A Nab Is a Nab Is a Nab Ask (almost) anyone

By Sheri Castle | Illustration by Emily Wallace

I am from Western North Carolina, and I was raised on Nabs. When my family visited Charlotte, the scent of Nabs wafting from the Lance factory was a navigational beacon. There are Nabs in my purse and in the center console of my car.

Many North Carolinans share my affinity. Earlier this year, when a speaker at SFA’s Summer Symposium in Charlotte admitted he’d never heard of Nabs, audible gasps spread through the audience.

What are Nabs? It depends on who you ask.

The straight answer is that they are the nickname given to a rectangular package of four to six cracker sandwiches sealed in cellophane. Some people use the word for all types of sandwich crackers (like calling all soft drinks a Coke), while others reserve the term for the square-shaped, orange variety filled with peanut butter.

Know Your Nabs

1. The word Nabs derives from a National Biscuit Company (Nabisco) product called “Peanut Sandwich Packet” that hit the market in 1924. The sleeve of snack crackers—priced at five cents and sealed for portability—became ubiquitous at filling stations, check-out counters, milk bars, lunch rooms, and newsstands. In 1928, the company updated the name to NAB.

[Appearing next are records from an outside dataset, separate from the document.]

Issue #9508, opened 2023-12-27
LOD Levels Parameters Data Structure


dinomut1:
Create a data structure to represent LOD levels in hookstate. Each LOD level needs to contain a ModelTransformParameters object, as well as an optional device target. 

Adjust the implementation of the compression panel so that, when batched compression is enabled, instead of operating on a hardcoded set of 3 compression parameters, it operates on an arbitrarily large list of compression parameters. Change the compression settings so that they represent/edit the compression parameters of a specific element in the list. 

The LOD Levels data structure should be stored in local storage. Each file should have its LOD Levels settings saved individually.

Issue #9507, opened 2023-12-27
LOD List


dinomut1:
## LOD List in Compression Panel ##

![image](https://github.com/EtherealEngine/etherealengine/assets/94419856/582df81e-f51c-4055-b179-14e272281b57)

Create a list UI element matching the above wireframe, where the LODs are ordered as clickable elements. The selected list element should be highlighted. There should be an "Add LOD Level" button at the bottom of the list which adds elements. Each element should have an 'x' button on their right side which removes the LOD level if clicked.

The compression settings in the center of the screen should represent the selected LOD level. Changing the settings should update the selected LOD level's parameters.

speigg:
This looks great!

speigg:
Question: does it make sense to think of these optimized assets as having a static linear progression (e.g. LOD 0, LOD 1 ... etc.) when there might be completely different optimization strategies for different circumstances (desktop vs mobile vs PC VR vs mobile XR) ? Wouldn't different circumstances warrant ordering these asset variants in different ways, depending on the resources being optimized (e.g., CPU, GPU, texture memory, etc) and the heuristics chosen?

dinomut1:
> Question: does it make sense to think of these optimized assets as having a static linear progression (e.g. LOD 0, LOD 1 ... etc.) when there might be completely different optimization strategies for different circumstances (desktop vs mobile vs PC VR vs mobile XR) ? Wouldn't different circumstances warrant ordering these asset variants in different ways, depending on the resources being optimized (e.g., CPU, GPU, texture memory, etc) and the heuristics chosen ?
>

2. Nabs aren’t sold anymore. What most people call “Nabs” is technically ToastChee, the flagship cracker-sandwich of the Charlotte-based Lance Inc. brand.

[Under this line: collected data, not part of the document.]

PR #10118, opened 2024-05-01
updated the avatar radius and camera rotation

MbfloydIR:
## Summary
updated the camera rotation to use the world rotation
updated the avatar radius to be the sum of the eyeOffset and the camera Near values

## References
closes #_insert number here_

### DIFF
--- a/packages/engine/src/avatar/components/AvatarControllerComponent.ts
+++ b/packages/engine/src/avatar/components/AvatarControllerComponent.ts
@@ -102,7 +102,7 @@ export const AvatarControllerComponent = defineComponent({
     const avatarComponent = useComponent(entity, AvatarComponent)
     const avatarControllerComponent = useComponent(entity, AvatarControllerComponent)
     const isCameraAttachedToAvatar = useHookstate(getMutableState(XRControlsState).isCameraAttachedToAvatar)
-    const camera = getComponent(Engine.instance.cameraEntity, CameraComponent)
+    const camera = useComponent(Engine.instance.cameraEntity, CameraComponent)
 
     useEffect(() => {
       setAvatarColliderTransform(entity)
--- a/packages/engine/src/avatar/components/AvatarControllerComponent.ts
+++ b/packages/engine/src/avatar/components/AvatarControllerComponent.ts
@@ -43,6 +43,8 @@ import { TargetCameraRotationComponent } from '@etherealengine/spatial/src/camer
 import { PhysicsState } from '@etherealengine/spatial/src/physics/state/PhysicsState'
 import { XRControlsState } from '@etherealengine/spatial/src/xr/XRState'
 import { useEffect } from 'react'
+import { CameraComponent } from '../../../../spatial/src/camera/components/CameraComponent'
+import { setAvatarColliderTransform } from '../functions/spawnAvatarReceptor'
 import { AvatarComponent } from './AvatarComponent'
 
 export const AvatarControllerComponent = defineComponent({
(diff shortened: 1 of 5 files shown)


packages/spatial/src/camera/components/CameraComponent.ts
```diff
@@ -28,13 +28,14 @@ import { ArrayCamera, PerspectiveCamera } from 'three'
 import { defineComponent } from '@etherealengine/ecs/src/ComponentFunctions'
 import { addObjectToGroup, removeObjectFromGroup } from '../../renderer/components/GroupComponent'
 
+export const cameraNear = 0.1
```
HexaField: This is not a const, it is a default value that is configurable.

HexaField (changes requested):

packages/spatial/src/camera/components/CameraComponent.ts
MbfloydIR: It is being exported so it can be used to calculate the avatar radius in spawnAvatarReceptor.ts

MbfloydIR: removed the const and put the default value back in the array declaration 
spawnAvatarReceptor now updates the avatar radius by fetching the camera's near value from the camera component

packages/engine/src/avatar/functions/spawnAvatarReceptor.ts
```diff
@@ -62,12 +62,18 @@ import { AvatarAnimationComponent, AvatarRigComponent } from '../components/Avat
 import { AvatarComponent } from '../components/AvatarComponent'
 import { AvatarColliderComponent, AvatarControllerComponent } from '../components/AvatarControllerComponent'
 
-export const avatarRadius = 0.125
+import { CameraComponent } from '../../../../spatial/src/camera/components/CameraComponent'
```
HexaField, line 66: this needs to be a module import, not a relative import

packages/engine/src/avatar/functions/spawnAvatarReceptor.ts
```diff
@@ -62,12 +62,18 @@ import { AvatarAnimationComponent, AvatarRigComponent } from '../components/Avat
...
+import { eyeOffset } from '../systems/AvatarTransparencySystem'
+
+export let avatarRadius = 0 //0.125
 
 export const spawnAvatarReceptor = (entityUUID: EntityUUID) => {
   const entity = UUIDComponent.getEntityByUUID(entityUUID)
   if (!entity) return
 
+  const camera = getComponent(Engine.instance.cameraEntity, CameraComponent)
+  avatarRadius = eyeOffset + camera.near
```
HexaField: this will still need to be updated reactively, as the camera near can change

HexaField (changes requested):

packages/spatial/src/camera/components/CameraComponent.ts
MbfloydIR: Updated the avatar Radius to be calculated as part of the avatar collider's update

packages/engine/src/avatar/functions/spawnAvatarReceptor.ts
```diff
@@ -124,21 +125,33 @@ export const createAvatarCollider = (entity: Entity) => {
...
     shape: Shapes.Capsule,
     collisionLayer: CollisionGroups.Avatars,
     collisionMask: AvatarCollisionMask
   })
 }
 
+const avatarCapsuleOffset = 0.25
+export const setAvatarColliderTransform = (entity: Entity) => {
+  const avatarCollider = getComponent(entity, AvatarColliderComponent)
+  if (avatarCollider === undefined) {
```
HexaField: we should use getOptionalComponent if we are going to check existence, and we can use `!avatarCollider` instead of `=== undefined`

HexaField (changes requested):

packages/engine/src/avatar/components/AvatarControllerComponent.ts
```diff
@@ -100,19 +102,17 @@ export const AvatarControllerComponent = defineComponent({
     const avatarComponent = useComponent(entity, AvatarComponent)
     const avatarControllerComponent = useComponent(entity, AvatarControllerComponent)
     const isCameraAttachedToAvatar = useHookstate(getMutableState(XRControlsState).isCameraAttachedToAvatar)
+    const camera = getComponent(Engine.instance.cameraEntity, CameraComponent)
```
HexaField: should be useComponent

HexaField (changes requested):

packages/engine/src/avatar/functions/spawnAvatarReceptor.ts
MbfloydIR: implemented

packages/engine/src/avatar/components/AvatarControllerComponent.ts
MbfloydIR: implemented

3. Here’s how Lance Inc. came to develop ToastChee: Due to a business deal snafu, the company was stuck with five hundred pounds of Virginia peanuts. Rather than waste them, food distributor Philip Lance roasted the peanuts at home and sold them on the streets of Charlotte for pennies per bag. They were so popular that he set up a commercial roasting operation, which led to making peanut butter. The big bang came when Philip’s wife, Mary, and their two daughters, spread peanut butter on saltines and packaged them for sale.

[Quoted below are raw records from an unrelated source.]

PR #10119, opened 2024-05-02
IR-1820 playmode interactables

SamMazerIR:
## Summary
Allowing interactable usage in studio editor playmode (includes mountpoint, grabbables, link)

## References
[IR-1820](https://tsu.atlassian.net/browse/IR-1820)

## QA Steps
Enter studio, open a scene (ensure scene has interactables in it), hit the play button on the top bar to spawn an avatar and preview.

You should be able to interact with MountPointComponents, vanilla InteractableComponents, and LinkComponents

NOTES: 
- GrabbableComponents will work once their specific system is fixed
- A bug in play mode prevents exiting and re-entering play mode. you will need to refresh your page if you exit play mode before you can re-enter it

[IR-1820]: https://tsu.atlassian.net/browse/IR-1820?atlOrigin=eyJpIjoiNWRkNTljNzYxNjVmNDY3MDlhMDU5Y2ZhYzA5YTRkZjUiLCJwIjoiZ2l0aHViLWNvbS1KU1cifQ


packages/engine/src/interaction/components/InteractableComponent.ts
```diff
@@ -145,17 +180,33 @@ export const InteractableComponent = defineComponent({
...
+      if (isEditing.value || !input) return
       const canvas = getComponent(Engine.instance.viewerEntity, RendererComponent).canvas
       if (input.inputSources.length > 0) {
         canvas.style.cursor = 'pointer'
       }
       return () => {
         canvas.style.cursor = 'auto'
       }
-    }, [input?.inputSources.length])
+    }, [input?.inputSources.length, isEditing.value])
```
AidanCaruso, line 308: isEditing should not be unwrapped with .value, just use the actual state (in this case just isEditing) for reactor dependency arrays.

AidanCaruso (changes requested):

AidanCaruso:
other than the dependency issue, I tested and everything else looks good! we should probably address the serialized mount point being outdated/not working in the default project's apartment in a future PR

packages/engine/src/interaction/components/InteractableComponent.ts
HexaField: either is fine actually if the effect is reversable

HexaField: .value will re-render if the value changes, not .value will rerender any time a .set() is called on the state (even if the value doesnt change)

AidanCaruso (approved):

packages/engine/src/interaction/components/InteractableComponent.ts
```diff
@@ -60,6 +68,33 @@ export enum XRUIActivationType {
...
+  InteractableTransitions.set(entity, transition)
+}
+
+const removeInteractableUI = (entity: Entity) => {
+  if (!isClient || !getMutableState(EngineState).isEditing.value) return //no xrui in editor
+  const interactable = getComponent(entity, InteractableComponent)
+  if (!interactable.label || interactable.label === '' || interactable.uiEntity == UndefinedEntity) return //null or empty label = no ui
+
+  removeEntity(interactable.uiEntity)
+  interactable.uiEntity = UndefinedEntity
```
HexaField: must set component values reactively

packages/engine/src/interaction/components/InteractableComponent.ts
```diff
@@ -60,6 +68,33 @@ export enum XRUIActivationType {
...
+/**
+ * Adds an interactable UI to the entity if it has label text
+ * @param entity
+ */
+const addInteractableUI = (entity: Entity) => {
+  if (!isClient || getMutableState(EngineState).isEditing.value) return //no xrui in editor
+  const interactable = getComponent(entity, InteractableComponent)
+  if (!interactable.label || interactable.label === '' || interactable.uiEntity != UndefinedEntity) return //null or empty label = no ui
+
+  interactable.uiEntity = createUI(entity, interactable.label, interactable.uiInteractable).entity
```
HexaField: must set component values reactively

packages/engine/src/interaction/components/InteractableComponent.ts
```diff
@@ -60,6 +68,33 @@ export enum XRUIActivationType {
   proximity = 0,
   hover = 1
 }
+
+/**
+ * Adds an interactable UI to the entity if it has label text
+ * @param entity
+ */
+const addInteractableUI = (entity: Entity) => {
+  if (!isClient || getMutableState(EngineState).isEditing.value) return //no xrui in editor
```
HexaField: unnecessary checks

packages/engine/src/interaction/components/InteractableComponent.ts
```diff
@@ -60,6 +68,33 @@ export enum XRUIActivationType {
...
+  interactable.uiEntity = createUI(entity, interactable.label, interactable.uiInteractable).entity
+  setComponent(interactable.uiEntity, EntityTreeComponent, { parentEntity: Engine.instance.originEntity })
+
+  const transition = createTransitionState(0.25)
+  transition.setState('OUT')
+  InteractableTransitions.set(entity, transition)
+}
+
+const removeInteractableUI = (entity: Entity) => {
+  if (!isClient || !getMutableState(EngineState).isEditing.value) return //no xrui in editor
```
HexaField: unnecessary checks

packages/engine/src/interaction/components/InteractableComponent.ts
```diff
@@ -145,17 +180,33 @@ export const InteractableComponent = defineComponent({
...
+    const isEditing = useMutableState(EngineState).isEditing
+
+    useEffect(() => {
+      setComponent(entity, DistanceFromCameraComponent)
+      setComponent(entity, DistanceFromLocalClientComponent)
+
+      addInteractableUI(entity)
+    }, [])
+
+    useEffect(() => {
```
HexaField: this should be refactored to use cleanup hooks
```ts
 useEffect(() => {
      if (isEditing.value) return
      addInteractableUI(entity)
      return () => {
        removeInteractableUI(entity)
      }
    }, [isEditing.value])    
```
this will also make the `onRemove` cleanup unnecessary

packages/engine/src/interaction/systems/InteractableSystem.ts
```diff
@@ -232,12 +190,12 @@ const execute = () => {
 
 export const InteractableSystem = defineSystem({
   uuid: 'ee.engine.InteractableSystem',
-  insert: { before: TransformSystem },
+  insert: { after: TransformSystem },
```
HexaField: why has this been moved to after the transform system?

packages/spatial/src/input/systems/ClientInputSystem.tsx
```diff
@@ -120,6 +120,7 @@ export function updateGamepadInput(eid: Entity) {
 const pointers = defineQuery([InputPointerComponent, InputSourceComponent, Not(XRSpaceComponent)])
 const xrSpaces = defineQuery([XRSpaceComponent, TransformComponent])
 const inputSources = defineQuery([InputSourceComponent, TransformComponent])
+const nonSpatialInputSources = defineQuery([InputSourceComponent])
```
HexaField: this isn't necessarily all non spatial input sources, rather ti is all input sources. this should be named `inputSourceQuery` and the one above should be called `spatialInputSourceQuery`

HexaField (dismissed):

packages/spatial/src/input/systems/ClientInputSystem.tsx
SamMazerIR: addressed

packages/engine/src/interaction/components/InteractableComponent.ts
SamMazerIR: changed

packages/engine/src/interaction/components/InteractableComponent.ts
SamMazerIR: changed

packages/engine/src/interaction/components/InteractableComponent.ts
SamMazerIR: can you elaborate? I figured we don't want to add an XRUI on the server, and we don't want to run this while editing

packages/engine/src/interaction/components/InteractableComponent.ts
SamMazerIR: removing the !isClient || !isEditing check.

packages/engine/src/interaction/components/InteractableComponent.ts
SamMazerIR: done, makes sense

packages/engine/src/interaction/systems/InteractableSystem.ts
SamMazerIR: reverted due to fixing the orbitcam issue

packages/engine/src/interaction/components/InteractableComponent.ts
SamMazerIR: nevermind, i think i see what you mean after removing the empty dependency useEffect. The remaining useEffect onMount already checked for editing.

Theorizing that isClient checks are redundant for xrUI anyway?

DanielBelmes (approved):
Looking good.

4. With ToastChee in demand, Nabisco opened a regional bakery in Charlotte and started producing packaged crackers. Given the similarity of the two items, people began to adopt the shorter nickname, Nabs, for both.

5. The original Lance peanut butter crackers were popular with WWI soldiers who trained at Camp Greene in Charlotte.

6. Peanut butter snack crackers were an essential offering on the vending carts or wagons pulled through the textile mills of the Carolina Piedmont. These mobile vending stations, known as dope carts or dope wagons, fueled loom workers with sandwiches, crackers, and soft drinks, nicknamed dopes.

Sheri Castle is a writer, recipe developer, and culinary educator based in Chapel Hill, North Carolina.